Issue #447, opened 2023-01-30
ep.pp.qc_lab_measurements cannot deal with some measurements


xinyuejohn:
**Describe the bug**

**To Reproduce**

```
import pandas as pd
import ehrapy as ep
import numpy as np
data = pd.DataFrame(np.array([[100, 98], [162, 107]]), columns=['oxygen saturation', 'glucose'], index=[0, 1])
adata = ep.ad.df_to_anndata(data)

# This will cause ValueError (ValueError: could not convert string to float: '0.7 0.3')
ep.pp.qc_lab_measurements(adata, measurements=['oxygen saturation'])

```

**System [please complete the following information]:**

-   OS: e.g. [MacOS 13.1]
-   Language Version: [Python 3.8]
-   Virtual environment: [Conda]

**Additional context**

1) In the above example, measurements=['oxygen saturation'], and the final matched array has 2 rows:

	<img width="234" alt="Screenshot 2023-04-11 at 22 09 25" src="https://user-images.githubusercontent.com/88339105/231277212-391f3b04-2444-441e-aa59-9211120b62a3.png">

2) The final matched array will be transformed to a string:
`check_str: str = np.array2string(check)`
	Then the array will transformed to "0.2-0.7 0.3-0.9"
3) Then the string will be split by:
	```
	min_value = float(check_str.split("-")[0])
    max_value = float(check_str.split("-")[1]) 
	```
	It will case error.

**Suggest solution**
	
Make sure the final matched array has only one row by aggregating several rows in some way. (By warning the user input more information, e.g. sex_col, age_col, ethnicity_col or just simply averaging several rows.

Zethson:
Thank you! Could you please fix it quickly? Thanks

Zethson:
Think that @xinyuejohn mentioned at some point that this is a bit more broken and requires more fixes? Would be awesome if @xinyuejohn and @namsaraeva you could quickly connect on mattermost/IRL and discuss this so that @namsaraeva can fix this?

@namsaraeva this doesn't have a high priority, but should get fixed after you're more free and have some more time.

xinyuejohn:
I will talk to @namsaraeva after I finish Reproduce Eulenberg.

namsaraeva:
@Zethson @xinyuejohn I am working on it

xinyuejohn:
[...]

PR #504, opened 2023-04-24
Error message and minor fixes, issue #447

namsaraeva:
Potential (and temporary) fix for the issue #447. 

As discussed with @Zethson, we should error out the case when multiple reference values are provided, but no additional information, e.g. sex/age/ethnicity. 

I added some code to check if additional columns like sex/age/ethnicity were passed as arguments (at least one is needed to make the value True). Next, if this value is False (no additional column passed) and more than 1 reference value was detected, ValueError is thrown with the message to add additional information. 

Not sure how to make it more specific and flexible, since it is theoretically possible that dataframes other than laposata will be passed onto this method and columns other than sex/age/ethnicity are possible as well.

I also did not really catch what is the difference between our laposata dataframe and the one @xinyuejohn mentioned recently (https://accessmedicine.mhmedical.com/content.aspx?bookid=1069&sectionid=60775149)? Visually they are the same to me, however we have a Sex column.  

Generally, I think we should somehow re-design this method and make it more flexible for other covariates... but that's a big goal. 

Eager to discuss other possible solutions with @Zethson and @xinyuejohn


ehrapy/preprocessing/_quality_control.py
```diff
@@ -263,13 +263,13 @@ def qc_lab_measurements(
         adata: Annotated data matrix.
         reference_table: A custom DataFrame with reference values. Defaults to the laposata table if not specified.
         measurements: A list of measurements to check.
-        unit: The unit of the measurements. Defaults to SI .
+        unit: The unit of the measurements. Defaults to 'traditional'.
```
Zethson, line 266: Hmm, should this be the default? Is it really more common?

Zethson: And is it true? :joy:

Zethson (changes requested):
@namsaraeva could you add a small test for this case, please?

ehrapy/preprocessing/_quality_control.py
namsaraeva: I changed it to `traditional` due to this line: 

`reference_column = "SI Reference Interval" if unit == "SI" else "Traditional Reference Interval"`

But I don't really know what is real default

PR #510, opened 2023-05-06
Add Synthea dataset

namsaraeva:
Adds:
- Synthea dataset (in older DSTU2 format, since it is much smaller than the recent R4 one). This dataset contains 1000 synthetic patient medical records. No reply from fhiry developers on the correct FHIR version yet.

Fixes:
- Some .zip files have different directory name when unpacked, so I added a fix to `_get_non_existing_files()` function to handle this case instead of throwing an error that the directory was not found. The fix looks for the last created file/dir (meaning a .zip file was unpacked and a directory was created) in our dataset directory and changes the returned path to it. 
- The fix leaves out hidden files that begin with `.`

Questions:
- Do we want more Synthea datasets? The COVID-19 one is available only in `.csv` format though. Other datasets are too heavy.


ehrapy/data/_datasets.py
```diff
@@ -681,3 +682,40 @@ def heart_disease(
...
+        encoded: Whether to return an already encoded object.
+        columns_obs_only: Columns to include in obs only and not X.
+
+    Returns:
+        :class:`~anndata.AnnData` object of the 1K Sample Synthetic Patient Records Data Set
+
+    Example:
+        .. code-block:: python
+
+            import ehrapy as ep
```
Zethson, line 706:
```suggestion
            >>> import ehrapy as ep
```

ehrapy/data/_datasets.py
```diff
@@ -681,3 +682,40 @@ def heart_disease(
...
+
```
Zethson, line 707:
```suggestion
```

ehrapy/data/_datasets.py
```diff
@@ -681,3 +682,40 @@ def heart_disease(
...
+            adata = ep.dt.synthea_1k_sample(encoded=True)
```
Zethson, line 708:
```suggestion
            >>> adata = ep.dt.synthea_1k_sample(encoded=True)
```

ehrapy/io/_read.py
```diff
@@ -488,8 +488,14 @@ def _get_non_existing_files(file: Path, download_dataset_name: str, backup_url:
     output_path_name = download_default_name.replace(archive_extension, "") if is_archived else download_default_name
     output_file_or_dir = ehrapy_settings.datasetdir / output_path_name
     moved_path = Path(str(output_file_or_dir)[: str(output_file_or_dir).rfind("/") + 1]) / download_dataset_name
-    shutil.move(output_file_or_dir, moved_path)  # type: ignore
-    file = moved_path
+    if moved_path.exists():
+        shutil.move(output_file_or_dir, moved_path)  # type: ignore
+        file = moved_path
+    elif not moved_path.exists():
```
Zethson, line 494: Can you add a comment above this to explain why we need this case? I know it but other people reading the code may not yet know the answer.

ehrapy/io/_read.py
```diff
@@ -488,8 +488,14 @@ def _get_non_existing_files(file: Path, download_dataset_name: str, backup_url:
...
+        list_of_paths = [path for path in ehrapy_settings.datasetdir.glob("*/") if not path.name.startswith(".")]
+        latest_path = max(list_of_paths, key=lambda x: x.stat().st_ctime)
```
Zethson, line 496: Rename `x`

Zethson (approved):

ehrapy/data/_datasets.py
namsaraeva: What do you mean by this? @Zethson

PR #551, opened 2023-06-26
Dataloader throwing an error using Windows

namsaraeva:
Previous approach for building the download path did not take the Windows platform feature into account (`\\` instead of `/`).


Zethson (approved):
pls merge as soon as Rainer confirms that this one works

PR #766, opened 2020-05-16
Added EventID 1102 for eventlog clear behaviour

ozirus:
Added EventID 1102 for eventlog clear behaviour

Reference: https://www.ultimatewindowssecurity.com/securitylog/encyclopedia/event.aspx?eventID=1102

### DIFF
--- a/rules/windows/builtin/win_susp_eventlog_cleared.yml
+++ b/rules/windows/builtin/win_susp_eventlog_cleared.yml
@@ -14,10 +14,13 @@ logsource:
     product: windows
     service: system
 detection:
-    selection:
+    selection1:
         EventID: 104
         Source: Microsoft-Windows-Eventlog
-    condition: selection
+    selection2:
+	EventID: 1102
+        Source: Microsoft-Windows-Eventlog
+    condition: selection1 or selection2
 falsepositives:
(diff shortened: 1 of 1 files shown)


neu5ron:
hey, thanks for the initiative!

appears it is already a rule though, ref: https://github.com/Neo23x0/sigma/blob/82cae6d63c9c2f6d3e86c57e11497d86279b9f95/rules/windows/builtin/win_susp_security_eventlog_cleared.yml

or am I missing something?

ozirus:
Hi, yes. It’s true i guess. Didn’t notice since names &context are similar.

Neo23x0:
Where does Event 1102 appear? (I thought "Security") 
Where does Event 104 appear? (I thought "System")

ozirus:
If I try "wevtutil cl System", "wevtutil cl Application" or "wevtutil cl Setup" they generate 104 in System logs but If I try "wevtutil cl Security" it creates 1102 in Security (not any 104 in System in this case)

"wevtutil cl Security" is in a gray-area for 1102 i think. 

So, decommissing win_susp_security_eventlog_cleared.yml after merging my request (after I also add 517) can be an option or it can stay as it is. What do you think?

### [Work instructions]
A verbatim transcription is required: the first line of the listing, the line containing "2) The final", and every line between them.

### [Reply]
Issue #447, opened 2023-01-30
ep.pp.qc_lab_measurements cannot deal with some measurements


xinyuejohn:
**Describe the bug**

**To Reproduce**

```
import pandas as pd
import ehrapy as ep
import numpy as np
data = pd.DataFrame(np.array([[100, 98], [162, 107]]), columns=['oxygen saturation', 'glucose'], index=[0, 1])
adata = ep.ad.df_to_anndata(data)

# This will cause ValueError (ValueError: could not convert string to float: '0.7 0.3')
ep.pp.qc_lab_measurements(adata, measurements=['oxygen saturation'])

```

**System [please complete the following information]:**

-   OS: e.g. [MacOS 13.1]
-   Language Version: [Python 3.8]
-   Virtual environment: [Conda]

**Additional context**

1) In the above example, measurements=['oxygen saturation'], and the final matched array has 2 rows:

	<img width="234" alt="Screenshot 2023-04-11 at 22 09 25" src="https://user-images.githubusercontent.com/88339105/231277212-391f3b04-2444-441e-aa59-9211120b62a3.png">

2) The final matched array will be transformed to a string:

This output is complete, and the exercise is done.